▶

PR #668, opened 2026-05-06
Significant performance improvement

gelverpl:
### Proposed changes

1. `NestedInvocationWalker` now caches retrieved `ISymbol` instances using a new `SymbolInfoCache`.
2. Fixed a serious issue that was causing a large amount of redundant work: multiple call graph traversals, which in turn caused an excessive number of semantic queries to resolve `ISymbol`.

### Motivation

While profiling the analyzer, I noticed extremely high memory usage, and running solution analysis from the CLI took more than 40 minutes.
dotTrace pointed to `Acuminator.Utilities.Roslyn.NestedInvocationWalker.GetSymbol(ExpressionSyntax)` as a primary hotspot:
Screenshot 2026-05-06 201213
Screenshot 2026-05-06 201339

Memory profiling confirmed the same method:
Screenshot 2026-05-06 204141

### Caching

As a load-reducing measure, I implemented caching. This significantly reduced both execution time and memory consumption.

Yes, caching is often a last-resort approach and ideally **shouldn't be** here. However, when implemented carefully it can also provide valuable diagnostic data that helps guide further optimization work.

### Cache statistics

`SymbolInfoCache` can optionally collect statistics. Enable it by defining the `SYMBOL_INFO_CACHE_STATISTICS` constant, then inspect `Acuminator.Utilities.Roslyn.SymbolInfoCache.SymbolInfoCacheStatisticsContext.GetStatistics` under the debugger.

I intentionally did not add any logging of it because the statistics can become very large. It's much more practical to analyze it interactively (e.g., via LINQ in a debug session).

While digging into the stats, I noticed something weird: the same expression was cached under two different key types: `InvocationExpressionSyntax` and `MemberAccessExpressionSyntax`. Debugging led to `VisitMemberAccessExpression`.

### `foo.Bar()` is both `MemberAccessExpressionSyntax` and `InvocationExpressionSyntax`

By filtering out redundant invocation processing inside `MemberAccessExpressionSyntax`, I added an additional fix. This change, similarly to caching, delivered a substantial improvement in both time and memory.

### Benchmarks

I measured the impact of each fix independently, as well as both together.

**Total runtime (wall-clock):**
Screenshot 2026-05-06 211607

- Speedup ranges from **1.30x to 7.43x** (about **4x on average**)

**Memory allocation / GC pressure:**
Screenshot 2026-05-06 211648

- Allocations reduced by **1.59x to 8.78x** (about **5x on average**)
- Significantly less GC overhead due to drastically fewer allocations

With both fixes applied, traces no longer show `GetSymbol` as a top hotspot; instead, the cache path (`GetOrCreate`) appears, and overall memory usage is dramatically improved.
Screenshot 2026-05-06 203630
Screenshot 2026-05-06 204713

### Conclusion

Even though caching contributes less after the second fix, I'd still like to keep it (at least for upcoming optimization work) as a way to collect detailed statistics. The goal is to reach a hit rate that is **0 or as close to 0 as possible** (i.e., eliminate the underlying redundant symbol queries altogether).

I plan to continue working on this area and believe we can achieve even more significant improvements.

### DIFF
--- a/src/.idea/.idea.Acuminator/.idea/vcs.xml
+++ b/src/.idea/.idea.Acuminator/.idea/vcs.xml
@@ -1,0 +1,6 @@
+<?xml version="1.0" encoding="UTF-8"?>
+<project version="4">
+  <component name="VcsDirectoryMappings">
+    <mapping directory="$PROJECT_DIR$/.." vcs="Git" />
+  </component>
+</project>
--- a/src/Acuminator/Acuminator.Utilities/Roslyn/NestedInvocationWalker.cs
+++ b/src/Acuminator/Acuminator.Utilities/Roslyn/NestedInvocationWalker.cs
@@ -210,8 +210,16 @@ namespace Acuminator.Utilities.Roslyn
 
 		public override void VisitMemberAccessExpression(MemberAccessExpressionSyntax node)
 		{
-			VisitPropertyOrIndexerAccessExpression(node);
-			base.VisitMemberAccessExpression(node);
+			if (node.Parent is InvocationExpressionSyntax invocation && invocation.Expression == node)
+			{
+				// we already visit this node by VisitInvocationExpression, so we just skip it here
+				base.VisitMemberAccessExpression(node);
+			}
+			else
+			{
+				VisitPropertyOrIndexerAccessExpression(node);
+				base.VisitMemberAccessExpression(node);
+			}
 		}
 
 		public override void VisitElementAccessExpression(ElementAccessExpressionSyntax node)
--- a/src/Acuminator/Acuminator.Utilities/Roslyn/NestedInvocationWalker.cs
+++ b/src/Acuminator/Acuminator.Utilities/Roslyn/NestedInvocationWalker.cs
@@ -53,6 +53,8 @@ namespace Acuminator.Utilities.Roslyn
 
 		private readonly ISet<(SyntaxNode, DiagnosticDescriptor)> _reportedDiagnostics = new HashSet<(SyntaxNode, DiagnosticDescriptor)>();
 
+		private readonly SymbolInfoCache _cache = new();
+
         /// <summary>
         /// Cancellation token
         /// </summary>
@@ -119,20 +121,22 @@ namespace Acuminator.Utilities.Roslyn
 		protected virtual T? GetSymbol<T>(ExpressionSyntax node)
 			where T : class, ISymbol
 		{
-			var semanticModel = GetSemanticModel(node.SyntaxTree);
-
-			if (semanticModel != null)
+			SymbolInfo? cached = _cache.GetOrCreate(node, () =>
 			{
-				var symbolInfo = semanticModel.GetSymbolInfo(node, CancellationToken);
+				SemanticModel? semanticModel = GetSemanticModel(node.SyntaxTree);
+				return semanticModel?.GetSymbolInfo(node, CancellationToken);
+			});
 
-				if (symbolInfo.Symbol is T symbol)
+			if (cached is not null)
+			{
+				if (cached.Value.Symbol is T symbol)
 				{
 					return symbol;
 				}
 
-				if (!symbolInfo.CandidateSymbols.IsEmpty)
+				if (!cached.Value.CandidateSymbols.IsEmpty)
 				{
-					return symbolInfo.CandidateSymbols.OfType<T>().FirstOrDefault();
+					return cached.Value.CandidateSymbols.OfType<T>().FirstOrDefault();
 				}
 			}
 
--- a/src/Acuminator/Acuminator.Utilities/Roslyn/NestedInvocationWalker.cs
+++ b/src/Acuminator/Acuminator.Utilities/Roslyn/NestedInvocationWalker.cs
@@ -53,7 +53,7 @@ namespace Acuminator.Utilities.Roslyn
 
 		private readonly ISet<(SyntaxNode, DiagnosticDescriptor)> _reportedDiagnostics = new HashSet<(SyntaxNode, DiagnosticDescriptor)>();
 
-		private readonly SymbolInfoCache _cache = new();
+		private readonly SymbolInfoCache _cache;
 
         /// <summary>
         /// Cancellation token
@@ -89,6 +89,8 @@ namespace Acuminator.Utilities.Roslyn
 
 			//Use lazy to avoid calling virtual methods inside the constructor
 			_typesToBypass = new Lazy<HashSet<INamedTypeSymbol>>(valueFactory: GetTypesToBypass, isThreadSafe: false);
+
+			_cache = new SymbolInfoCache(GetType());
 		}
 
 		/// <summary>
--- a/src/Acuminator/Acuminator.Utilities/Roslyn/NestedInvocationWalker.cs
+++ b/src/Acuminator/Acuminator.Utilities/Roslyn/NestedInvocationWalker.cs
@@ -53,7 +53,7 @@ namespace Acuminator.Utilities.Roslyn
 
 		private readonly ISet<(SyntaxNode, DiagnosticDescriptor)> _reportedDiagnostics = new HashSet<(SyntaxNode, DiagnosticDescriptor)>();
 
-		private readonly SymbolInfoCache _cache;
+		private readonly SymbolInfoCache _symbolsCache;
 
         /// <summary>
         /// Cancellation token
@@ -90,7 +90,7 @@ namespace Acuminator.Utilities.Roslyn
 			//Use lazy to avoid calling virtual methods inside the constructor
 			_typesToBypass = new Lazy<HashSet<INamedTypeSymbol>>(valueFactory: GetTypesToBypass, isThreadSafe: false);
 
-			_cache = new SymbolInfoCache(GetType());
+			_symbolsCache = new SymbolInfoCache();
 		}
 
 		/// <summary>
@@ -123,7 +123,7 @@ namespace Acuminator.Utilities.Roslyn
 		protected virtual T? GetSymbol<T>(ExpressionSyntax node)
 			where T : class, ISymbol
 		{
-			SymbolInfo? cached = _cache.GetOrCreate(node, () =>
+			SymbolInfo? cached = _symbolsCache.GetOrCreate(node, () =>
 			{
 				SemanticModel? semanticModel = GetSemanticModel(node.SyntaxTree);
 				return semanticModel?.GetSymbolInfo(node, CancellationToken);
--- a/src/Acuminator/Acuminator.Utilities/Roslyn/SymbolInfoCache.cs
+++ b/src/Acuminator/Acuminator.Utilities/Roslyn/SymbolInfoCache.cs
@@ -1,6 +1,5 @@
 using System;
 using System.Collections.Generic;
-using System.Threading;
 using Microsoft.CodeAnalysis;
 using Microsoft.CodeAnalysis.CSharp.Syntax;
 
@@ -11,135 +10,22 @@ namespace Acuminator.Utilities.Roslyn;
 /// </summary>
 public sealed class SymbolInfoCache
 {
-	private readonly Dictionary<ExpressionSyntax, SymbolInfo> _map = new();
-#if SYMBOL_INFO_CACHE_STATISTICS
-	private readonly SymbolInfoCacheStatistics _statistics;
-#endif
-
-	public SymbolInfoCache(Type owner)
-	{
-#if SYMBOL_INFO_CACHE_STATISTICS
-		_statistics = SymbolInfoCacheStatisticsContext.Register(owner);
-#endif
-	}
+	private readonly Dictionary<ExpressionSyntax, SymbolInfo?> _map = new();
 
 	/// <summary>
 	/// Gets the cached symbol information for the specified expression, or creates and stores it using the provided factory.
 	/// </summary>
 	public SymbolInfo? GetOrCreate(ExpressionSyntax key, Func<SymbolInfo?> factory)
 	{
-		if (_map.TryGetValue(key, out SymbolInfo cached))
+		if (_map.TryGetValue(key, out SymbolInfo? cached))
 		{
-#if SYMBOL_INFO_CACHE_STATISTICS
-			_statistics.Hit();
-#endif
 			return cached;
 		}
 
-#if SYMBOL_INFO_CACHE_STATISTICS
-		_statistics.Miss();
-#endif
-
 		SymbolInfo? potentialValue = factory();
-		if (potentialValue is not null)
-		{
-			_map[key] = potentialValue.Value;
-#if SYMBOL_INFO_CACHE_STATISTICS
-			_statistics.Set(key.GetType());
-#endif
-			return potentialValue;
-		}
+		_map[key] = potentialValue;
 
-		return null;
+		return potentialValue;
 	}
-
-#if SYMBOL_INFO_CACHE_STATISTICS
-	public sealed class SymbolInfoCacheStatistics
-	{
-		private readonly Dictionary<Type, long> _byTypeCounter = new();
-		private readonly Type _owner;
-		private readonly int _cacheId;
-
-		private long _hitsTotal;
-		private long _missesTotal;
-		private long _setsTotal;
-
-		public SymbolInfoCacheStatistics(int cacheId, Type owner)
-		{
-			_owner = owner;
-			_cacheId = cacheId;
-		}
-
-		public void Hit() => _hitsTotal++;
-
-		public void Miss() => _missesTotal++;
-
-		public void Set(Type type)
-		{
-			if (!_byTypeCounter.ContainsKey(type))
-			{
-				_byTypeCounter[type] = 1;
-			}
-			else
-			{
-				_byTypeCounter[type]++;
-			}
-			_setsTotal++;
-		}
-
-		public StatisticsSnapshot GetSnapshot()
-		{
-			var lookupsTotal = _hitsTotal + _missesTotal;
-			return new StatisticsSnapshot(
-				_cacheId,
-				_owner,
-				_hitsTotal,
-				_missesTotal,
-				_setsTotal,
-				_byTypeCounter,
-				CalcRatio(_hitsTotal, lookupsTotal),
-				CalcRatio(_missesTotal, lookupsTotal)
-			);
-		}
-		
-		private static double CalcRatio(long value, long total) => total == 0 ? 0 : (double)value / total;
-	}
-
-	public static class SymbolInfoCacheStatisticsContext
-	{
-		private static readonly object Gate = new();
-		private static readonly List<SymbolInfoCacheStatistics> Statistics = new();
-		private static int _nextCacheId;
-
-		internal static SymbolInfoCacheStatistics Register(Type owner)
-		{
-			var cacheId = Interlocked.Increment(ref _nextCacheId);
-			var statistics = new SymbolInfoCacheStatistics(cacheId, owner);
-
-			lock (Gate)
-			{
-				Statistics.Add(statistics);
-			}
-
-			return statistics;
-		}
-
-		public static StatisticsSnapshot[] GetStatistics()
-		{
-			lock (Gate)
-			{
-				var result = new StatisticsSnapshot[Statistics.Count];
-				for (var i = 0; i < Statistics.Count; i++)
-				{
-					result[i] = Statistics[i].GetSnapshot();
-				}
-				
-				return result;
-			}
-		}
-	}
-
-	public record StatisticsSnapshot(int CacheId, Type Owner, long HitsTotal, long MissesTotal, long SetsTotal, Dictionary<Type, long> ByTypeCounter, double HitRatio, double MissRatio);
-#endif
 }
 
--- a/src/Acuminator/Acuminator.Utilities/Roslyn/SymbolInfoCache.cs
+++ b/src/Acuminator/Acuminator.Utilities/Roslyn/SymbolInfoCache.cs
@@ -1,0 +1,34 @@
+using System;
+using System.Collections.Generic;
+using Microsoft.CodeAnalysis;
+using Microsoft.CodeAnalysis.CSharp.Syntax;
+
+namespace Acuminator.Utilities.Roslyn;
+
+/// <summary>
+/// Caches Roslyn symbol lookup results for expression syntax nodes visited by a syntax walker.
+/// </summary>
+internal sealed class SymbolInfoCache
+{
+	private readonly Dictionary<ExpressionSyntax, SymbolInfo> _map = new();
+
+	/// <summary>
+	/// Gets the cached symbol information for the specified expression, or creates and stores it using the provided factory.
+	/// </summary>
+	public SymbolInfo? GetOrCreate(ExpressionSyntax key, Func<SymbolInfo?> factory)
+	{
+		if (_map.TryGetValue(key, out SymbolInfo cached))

◀
▶

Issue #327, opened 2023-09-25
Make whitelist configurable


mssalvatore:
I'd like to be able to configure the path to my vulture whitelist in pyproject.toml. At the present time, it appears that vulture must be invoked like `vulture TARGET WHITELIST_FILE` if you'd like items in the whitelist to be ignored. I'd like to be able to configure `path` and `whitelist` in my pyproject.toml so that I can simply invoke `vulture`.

◀
▶

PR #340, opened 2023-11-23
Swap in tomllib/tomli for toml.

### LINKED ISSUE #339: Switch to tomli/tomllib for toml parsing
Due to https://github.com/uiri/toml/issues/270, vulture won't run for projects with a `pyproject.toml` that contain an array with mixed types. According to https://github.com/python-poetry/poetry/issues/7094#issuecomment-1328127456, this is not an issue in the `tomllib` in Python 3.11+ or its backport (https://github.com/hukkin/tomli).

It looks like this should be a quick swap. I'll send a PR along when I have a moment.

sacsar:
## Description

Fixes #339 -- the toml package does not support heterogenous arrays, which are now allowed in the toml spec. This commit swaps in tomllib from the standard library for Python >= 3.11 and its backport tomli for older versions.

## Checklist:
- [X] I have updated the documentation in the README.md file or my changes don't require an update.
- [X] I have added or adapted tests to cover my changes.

◀

→ **WHAT YOU WILL DO**
Of the lines in the data above, some may include the word "changes"; state how many, with no added words.

→ **PROBLEM SOLUTION**
3